Выбрать главу

— Вы — сама неизбежность, не так ли? — воскликнула она.

Но ее восклицание повисло так высоко в воздухе, что мне так и не удалось вернуть его на землю и разгадать его значение; может быть, это… Не знаю… Она была такой странной, такой непохожей на других женщин, которые наполняют и опустошают жизнь мужчины, и трудно было определить состояние ее духа по ее душевным движениям. Но в ней не было ничего ложного или деланного. Она не была отвлеченностью или близкой в то же время далекой мечтой, какими делаются некоторые прекрасные женщины в эти пугающие интимные минуты. Она была самой глубоко-женственной женщиной, с которой мне довелось встретиться: совсем настоящей… Бледное продолговатое лицо с большими, такими большими ясными глазами, окруженное массой мягких черных, восточных волос, которые я собственноручно распустил и раскидал по ее плечам, несмотря на сконфуженный шепот… Да, слово «желание» слишком слабое слово, чтобы выразить наслаждение обладания этим живым воплощением красивейшей женщины всех времен. Да, я был смешон до глупости. Я и теперь смешон… Секунду или столетие спустя, после долгого-долгого молчания, в котором заключалась для меня целая бесконечность счастья, она отодвинула от меня головку и попросила зажечь папироску. Я подал и ждал. Видишь ли, я твердо знал, что последует. Я наблюдал за ней, я наслаждался всеми движениями этого удивительного лица. Это было грустное лицо, поразительно живое, но грустное. И грусть вдруг застыла на нем, Глаза широко раскрылись, в них не было любопытства. Я заметил отсутствие любопытства, потому что привык встречать его у всех женщин. Им хочется догадаться. Но она, может быть, в своем великолепном самомнении все узнала. Она знала и была грустна: она, ведь, сказала, там внизу, что знает. Тогда мне было все равно, знает она или нет, потому что тогда жизнь была еще впереди, настоящее и будущее были очаровательно несомненны. Но теперь, пока я ждал, следя за ее папироской, я заглянул в будущее и пришел в полном смысле слова в ужас от настоящего. Каждый из нас переживает минуты прозрачного, как лед, сновидения. Тебе знакомы такие минуты, когда ты с беспомощной ясностью отдаешь себе отчет в том, что ты можешь и чего не можешь сделать, чего ты просто не в силах изменить. Так было со мной в тот момент, с той женщиной, она была неумолима, я не мог переделать ее, я мог только ждать конца той прелюдии, так давно разыгранной там, внизу, когда она положила руки мне на плечи и сказала, что предостерегает меня…

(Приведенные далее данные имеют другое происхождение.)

PR #3885, opened 2026-01-23
ci(dependabot): skip patch versions

flub:
## Description

dig: "I usually skip minor changes e.g. 1.3.1 -> 1.3.2"

Let's automate that. Or try at least.

## Breaking Changes

n/a

## Notes & open questions

n/a

## Change checklist

- [x] yolo test in CI


Frando:
lgtm :+1: 

If we still wanted to do patch updates, I think it is possible to configure dependabot to do something like a biweekly rollup of all patch updates together in a single PR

— Вы, может быть, сочтете меня очень тщеславной? — очень спокойно спросила она, наконец.

— Потому что вы уверены, что приведете меня в отчаяние своими словами? Вы делаете слишком быстрые заключения, — пробормотала она.

Она склонила голову на локоть и посмотрела на меня.

— Дорогой Ноель Ансон, — сказала она, — наши жизненные пути расходятся. До сегодняшнего дня мы никогда не встречались, и завтра должно быть так, будто мы никогда не встречались. Жизнь не роман, а действительность, и она значительно сильнее наших склонностей. Если бы даже я вас любила, я бы говорила то же, что говорю сейчас, потому что во мне живет что-то гораздо более сильное, чем любовь, гораздо более неизбежное. Пожалуйста, верьте мне. Вы мне причините боль, если, не поверите. Я больше не играю. Я не играю воспоминанием о помятых орхидеях, потому что только дураки полагают, будто нет удовольствия в том, чтобы иногда быть серьезным.

— Нет смысла добавить еще что-нибудь, сказала она, потому что, если я вам очень нравлюсь, что ни говори, вам будет горько без меня, а если я вам не очень нравлюсь, то вы только будете считать меня… как бы это выразить… странной женщиной… Я вам приказываю и заклинаю честью повиноваться. Когда вы покинете этот дом, вы сядете в ожидающий вас автомобиль, не посмотрев на номер дома и название улицы, с тем чтобы никогда больше не видеть меня… Но теперь уже очень-очень поздно, дон Ноель, вам надо идти. Да будут с вами мои благословения. Прощайте.